Gamification is the usage of elements that are typical for games, such as  points, badges, levels and leader boards, in non-game contexts. This can be in business software, any other software (e.g. educational software) or in real life contexts (e.g. if your kids refuse to brush their teeth you can turn it into a contest).

To explain the psychological basics of gamification, I will tell you a somewhat exaggerated story: Once upon a time, a group of settlers went out to hunt a dragon in the morning and came back from the hunt at night. They were exhausted from the physical exertion, but felt proud of their accomplishment because they saved their settlement from the threat of the dragon and had the head of the dragon to show as a trophy.

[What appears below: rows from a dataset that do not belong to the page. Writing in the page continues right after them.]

PR #1710, opened 2026-09-02
fix(entity-context): exclude archived KG nodes from assembly

### LINKED ISSUE #1707: Entity context assembles archived KG nodes and facts — no `archived_at` filter on the read path
Found while working the DreamEngine interaction for #1694 / ADR-040. Pre-existing and independent of that work, but ADR-040 makes it matter more.

## Problem

`DreamEngine` soft-deletes by setting `archived_at` (migration 027). Every write path respects it — `idx_kg_nodes_unique` and `idx_kg_edges_unique` are partial on `archived_at IS NULL`, `findNodesByLabel` filters it, `upsertNode`'s `ON CONFLICT` predicate includes it.

The entity-context read path does not.

`EntityContextAssembler.getKgNode`:

```sql
SELECT id, type, label, properties FROM kg_nodes WHERE id = $1
```

`getFacts` and `getRelationships` have the same gap. So a node the dream engine archived — meaning "this has decayed below the confidence floor and been retired" — still assembles into agent context, along with its archived facts and edges.

## Why it matters

Archiving is the system's only mechanism for retiring stale knowledge. If the read path ignores it, the mechanism does nothing for the consumer it most affects: an agent asking "what do we know about this person" gets facts that were explicitly retired, with no indication they were.

It also cuts the other way and masks a second problem. A contact whose node was archived is, in every practical sense, context-free — but because the assembler still returns the archived node, it does not land in the `nodeless` bucket from #1701 and is not counted by `scripts/kg-node-linkage-report.ts` (which only looks for `kg_node_id IS NULL`). The diagnostic and the read path disagree about what "has a node" means.

## Interaction with ADR-040

ADR-040 gives `archived_at` a second meaning for contact-anchored nodes: *this contact was deleted*. Once that lands, an unfiltered read path will assemble context for deleted contacts. The ADR's *Identity does not decay* section stops the dream engine from archiving anchored nodes, which removes the first source of ambiguity — but the deletion case remains, and it is deliberate.

So this filter becomes semantically load-bearing in increment 3. Filing separately to keep that increment scoped.

## Suggested fix

Add `AND archived_at IS NULL` to `getKgNode`, `getFacts`, and `getRelationships` in `src/entity-context/assembler.ts`.

Decide explicitly what an archived-node contact should report. Options: treat it as `nodeless` (it cannot carry context, which is true), or add a distinct bucket. The `nodeless` reason string would need rewording if reused, since "has no stored profile" is not quite "had one and it was retired".

Whichever is chosen, `scripts/kg-node-linkage-report.ts` should count contacts pointing at an archived node alongside `kg_node_id IS NULL`, so the report and the read path agree.

## Current state in production

`0` contacts currently point at an archived node, so nothing is broken today. Archived nodes overall: 656.

## Acceptance criteria

- [ ] `getKgNode`, `getFacts`, and `getRelationships` exclude `archived_at IS NOT NULL` rows
- [ ] A contact whose node is archived is reported in a diagnostic bucket, not silently assembled
- [ ] The bucket's reason text distinguishes "never had a profile" from "profile was retired", or a separate bucket is added
- [ ] `scripts/kg-node-linkage-report.ts` counts archived-node contacts alongside NULL-node contacts
- [ ] Tests cover an archived entity node, an archived fact on a live node, and an archived relationship endpoint

## Related

- #1694 / ADR-040 (gives `archived_at` its second meaning), #1701 (the `nodeless` bucket this should feed)
- Migration 027 (introduced `archived_at` and made the write-path indexes partial on it)

josephfung:
## Summary

Entity-context assembly ignored `archived_at`, so DreamEngine-retired KG nodes, facts, and edges still showed up in agent context. Archiving is the only way to retire stale knowledge; once ADR-040 increment 3 lands, an unfiltered read path would also assemble context for deleted contacts.

This PR filters archived rows on the read path, reports contacts whose node was retired in the existing `nodeless` bucket with a distinct `cause`/`reason`, and counts those contacts in the linkage report so the diagnostic and the read path agree.

Review follow-up (d72a2118): cache hits re-check `archived_at` and DreamEngine flushes the assembler cache after a decay pass archives; an archived node requested by `entityIds` looks up the owning contact and lands in `nodeless`; skill version is 1.3.0 for the new `cause` field.

Closes #1707

## Changes

- `getKgNode`, `getFacts`, and `getRelationships` exclude `archived_at IS NOT NULL` rows (edges and related nodes too)
- A contact whose `kg_node_id` points at an archived node lands in `nodeless` with `cause: "archived"` instead of assembling
- Direct `entityIds` lookup of an archived node owned by a contact also lands in `nodeless`
- Cache hits re-validate that the entity node is still live; DreamEngine flushes the cache after archival
- Handler reason text distinguishes "never had a stored profile" from "profile was retired"
- `scripts/kg-node-linkage-report.ts` counts archived-node contacts alongside NULL-node contacts, without folding them into the migration 085 mint arms
- Spec 11 resolution/pipeline/caching updated; `entity-context` tool.json bumped to 1.3.0

## Related Issues

Closes #1707

## Checklist

- [x] CI passes

### DIFF
--- a/skills/entity-context/tool.json
+++ b/skills/entity-context/tool.json
@@ -1,7 +1,7 @@
 {
   "name": "entity-context",
-  "description": "Assemble rich context about one or more entities (people, orgs, events, etc.). Returns known facts, connected accounts, preferences, relationships, and other contextual information. Use contactIds for people; entityIds for any KG node. Omit both to get context for the caller. Use this when you need to know what resources (calendars, email accounts) an entity has, or to retrieve stored facts (timezone, preferences, identifiers). Some contacts have no stored profile and can hold no facts at all; those come back under `nodeless` with a reason, and an empty result for them is a capability gap, not evidence the contact is unknown. Transient lookup failures come back under `failed` with a retry hint — also not evidence of absence.",
-  "version": "1.2.0",
+  "description": "Assemble rich context about one or more entities (people, orgs, events, etc.). Returns known facts, connected accounts, preferences, relationships, and other contextual information. Use contactIds for people; entityIds for any KG node. Omit both to get context for the caller. Use this when you need to know what resources (calendars, email accounts) an entity has, or to retrieve stored facts (timezone, preferences, identifiers). Some contacts have no stored profile (or theirs was retired) and can hold no facts at all; those come back under `nodeless` with a reason, and an empty result for them is a capability gap, not evidence the contact is unknown. Transient lookup failures come back under `failed` with a retry hint — also not evidence of absence.",
+  "version": "1.2.1",
   "sensitivity": "normal",
   "action_risk": "none",
   "inputs": {
@@ -12,7 +12,7 @@
   "outputs": {
     "entities": "EntityContext[] (assembled context payloads for each resolved entity)",
     "unresolved": "string[] (IDs that could not be found in the KG or contacts table)",
-    "nodeless": "{inputId, contactId, displayName, reason}[]? (present only when non-empty — contacts that exist but have no stored profile, so they can hold no facts or context; inputId echoes the ID or email you passed in)",
+    "nodeless": "{inputId, contactId, displayName, cause, reason}[]? (present only when non-empty — contacts that exist but cannot hold facts or context: cause 'missing' means they never had a stored profile, cause 'archived' means the profile was retired; inputId echoes the ID or email you passed in)",
     "failed": "{inputId, reason}[]? (present only when non-empty — lookups that errored; reason distinguishes retryable transient failures from permanent system errors; never evidence of absence)"
   },
   "permissions": [],
--- a/skills/entity-context/tool.json
+++ b/skills/entity-context/tool.json
@@ -1,7 +1,7 @@
 {
   "name": "entity-context",
   "description": "Assemble rich context about one or more entities (people, orgs, events, etc.). Returns known facts, connected accounts, preferences, relationships, and other contextual information. Use contactIds for people; entityIds for any KG node. Omit both to get context for the caller. Use this when you need to know what resources (calendars, email accounts) an entity has, or to retrieve stored facts (timezone, preferences, identifiers). Some contacts have no stored profile (or theirs was retired) and can hold no facts at all; those come back under `nodeless` with a reason, and an empty result for them is a capability gap, not evidence the contact is unknown. Transient lookup failures come back under `failed` with a retry hint — also not evidence of absence.",
-  "version": "1.2.1",
+  "version": "1.3.0",
   "sensitivity": "normal",
   "action_risk": "none",
   "inputs": {
--- a/src/entity-context/assembler.ts
+++ b/src/entity-context/assembler.ts
@@ -22,13 +22,14 @@
 // in the `failed` array rather than propagating.
 //
 // Misses are reported in three separate buckets, because they mean different things
-// (#1694 / ADR-040, #1702):
-//   unresolved — the ID matched no contact and no KG node.
-//   nodeless   — the ID matched a real contact that holds no KG node. The contact
-//                exists but is structurally unable to carry facts, relationships,
-//                or context, and no amount of retrying will change that. Collapsing
-//                it into `unresolved` made an agent read "cannot hold knowledge" as
-//                "we know nothing about them", which is the silence #1694 is about.
+// (#1694 / ADR-040, #1702, #1707):
+//   unresolved — the ID matched no contact and no live KG node.
+//   nodeless   — the ID matched a real contact that cannot carry context. Either it
+//                never had a KG node (`cause: 'missing'`), or its node was archived
+//                (`cause: 'archived'`) — decay retirement, or contact deletion under
+//                ADR-040. Both are structurally unable to carry facts, relationships,
+//                or context. Collapsing either into `unresolved` made an agent read
+//                "cannot hold knowledge" as "we know nothing about them".
 //   failed     — assembly threw. Classified as retryable or not; never evidence the
 //                contact is unknown (#1702).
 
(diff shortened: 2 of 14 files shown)


src/entity-context/assembler.ts
```diff
@@ -102,9 +112,10 @@ export class EntityContextAssembler {
    * Resolve one or more IDs to EntityContext payloads.
    *
    * Resolution priority for each ID:
-   *   1. Matches a contacts.id → look up kg_node_id, assemble from that KG node
-   *   2. Matches a kg_nodes.id directly → assemble from that KG node
-   *   3. No match → included in `unresolved` (not a hard error)
+   *   1. Matches a contacts.id with a live kg_node_id → assemble from that KG node
+   *   2. Matches a contacts.id with no node, or whose node is archived → `nodeless`
+   *   3. Matches a live kg_nodes.id directly → assemble from that KG node
+   *   4. No match → included in `unresolved` (not a hard error)
```
josephfung: **The TTL cache is never invalidated on archive, so retired context still assembles for up to 5 minutes.**

This resolution priority list is accurate, but the cache read at line 140 short-circuits all four branches before any of them run.

`EntityContextAssembler` is a process-wide singleton (`src/index.ts:700`) with a 5-minute TTL cache. A payload cached at T0 keeps being served from `getFromCache` after the DreamEngine decay pass archives the node at T0+1min (`src/memory/dream-engine.ts:439`), bypassing every `archived_at IS NULL` predicate this PR adds.

`clearCacheForEntity` has no callers anywhere in `src/` — only its own definition plus unit tests. `docs/specs/11` line 576 explicitly justifies that gap as "a convenience issue", but this PR is what invalidates that justification: once archival is a correctness boundary rather than a tidiness one, a stale cache hit is a correctness bug.

Fix by either wiring the archive path (decay retirement + ADR-040 contact deletion) to `clearCacheForEntity`, or re-validating `archived_at` on cache hit before returning.

src/entity-context/assembler.ts
```diff
@@ -403,48 +421,75 @@ export class EntityContextAssembler {
...
+        return { kind: 'node', kgNodeId: row.kg_node_id! };
       }
 
-      // Try as a KG node ID directly
+      // Try as a KG node ID directly. Archived nodes are not live entities — looking
+      // one up by ID is an unresolved miss, not a nodeless contact (no contact row
+      // was addressed). getKgNode filters archived_at again as defence in depth.
       const nodeResult = await this.pool.query<{ id: string }>(
-        'SELECT id FROM kg_nodes WHERE id = $1',
+        'SELECT id FROM kg_nodes WHERE id = $1 AND archived_at IS NULL',
```
josephfung: **A direct `entityIds` lookup of an archived node returns `unresolved`, while the same contact via `contactIds` returns `nodeless`.**

The comment above argues that no contact row was addressed, so `unresolved` is right. But entity-context hands the LLM `entities[].entityId`, so agents routinely carry node ids forward across turns and tasks. When such an id is archived between turns, the agent asks by `entityIds` and gets back `unresolved` — which the spec's resolution table defines as "treat as genuinely unknown".

That is exactly the #1694 silence class the rest of this PR is closing on the `contactIds` path, reintroduced on the `entityIds` path. And it is reachable today: person and org nodes get archived by ordinary confidence decay, so it does not need ADR-040 increment 3 to fire.

Suggestion: when the id matches a `kg_nodes` row that is archived, look for the owning contact (`contacts.kg_node_id = $1`) and return `nodeless` with `cause: 'archived'` when one exists. Fall back to `unresolved` only when no contact row points at it.

skills/entity-context/tool.json
```diff
@@ -1,7 +1,7 @@
...
-  "version": "1.2.0",
+  "description": "Assemble rich context about one or more entities (people, orgs, events, etc.). Returns known facts, connected accounts, preferences, relationships, and other contextual information. Use contactIds for people; entityIds for any KG node. Omit both to get context for the caller. Use this when you need to know what resources (calendars, email accounts) an entity has, or to retrieve stored facts (timezone, preferences, identifiers). Some contacts have no stored profile (or theirs was retired) and can hold no facts at all; those come back under `nodeless` with a reason, and an empty result for them is a capability gap, not evidence the contact is unknown. Transient lookup failures come back under `failed` with a retry hint — also not evidence of absence.",
+  "version": "1.2.1",
```
josephfung: **Should be `1.3.0`, not `1.2.1`.**

This PR adds a new `cause` field to the `nodeless` output objects. CLAUDE.md requires a minor bump for a new input or output field; patch is reserved for fixes that do not change the surface. The PR's own CHANGELOG entry files this under a public API surface change, which agrees with a minor bump.

josephfung (commented):
## Code review

The core change holds up. Every `kg_nodes` / `kg_edges` read in `src/entity-context/assembler.ts` now filters `archived_at IS NULL` (including both UNION halves in `getFacts` and `getRelationships`), the contact and email resolvers LEFT JOIN `kg_nodes` to separate `missing` from `archived`, and the linkage report counts the archived-node population without folding it into the migration 085 arms. `kg_edges.archived_at` does exist (migration 027, with partial indexes), the new SQL is parameterized, and the tests line up with the helper fixtures.

Three findings, filed inline below:

1. **The 5-minute TTL cache defeats the fix for up to 5 minutes** (`src/entity-context/assembler.ts:140`) — high.
2. **An archived node reached via `entityIds` returns `unresolved`, not `nodeless`** (`src/entity-context/assembler.ts:492`) — medium/high, reintroduces the #1694 silence class on that path.
3. **Version bump should be minor, not patch** (`skills/entity-context/tool.json:4`) — low.

Two smaller things noted but not filed, both out of this diff's scope:

- The `entity_enrichment` warn in `src/skills/execution.ts:1622` still reads "contacts have no KG node" even though it now carries `causes: ['archived']`. That branch is documented as dormant, so this is cosmetic.
- `classifyLinkedNode`'s doc comment says a missing node row yields `null` for `nodeArchived`, but `(n.archived_at IS NOT NULL)` on an unmatched LEFT JOIN yields `false`, not `null`. Harmless (both are treated as live), but the comment is misleading.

As modern office workers, most of us spend our days in the “great indoors,” more or less immobile in front of a computer. Compared to hunting a dragon, risks are low and goals are fuzzy. No matter how good we are at our jobs, there are hardly any trophies worth showing to our friends and family. As a consequence, engagement levels can often be fairly low. Never the less, people voluntarily spend hours and hours of their spare time indoors and in front of a computer to play games, be it a massively multiplayer role-playing game or just a simple round of solitaire.

So why is the engagement level so different between games and other software? Games set clear goals. They provide constant feedback on progress and rewards for achievements. It is clear how to advance to the next level. Games usually tell a story which keeps people engaged and evoke emotions, both positive and negative.

Now you know many of the main ingredients of gamification. Unfortunately, there is no universal recipe and adding points here, a leader board there, and spinning a story around a task do not guarantee that your gamification project will be successful. Like any other user interface project, you need to analyze your end users, your use cases and other determining factors to make a compelling game out of a mundane task.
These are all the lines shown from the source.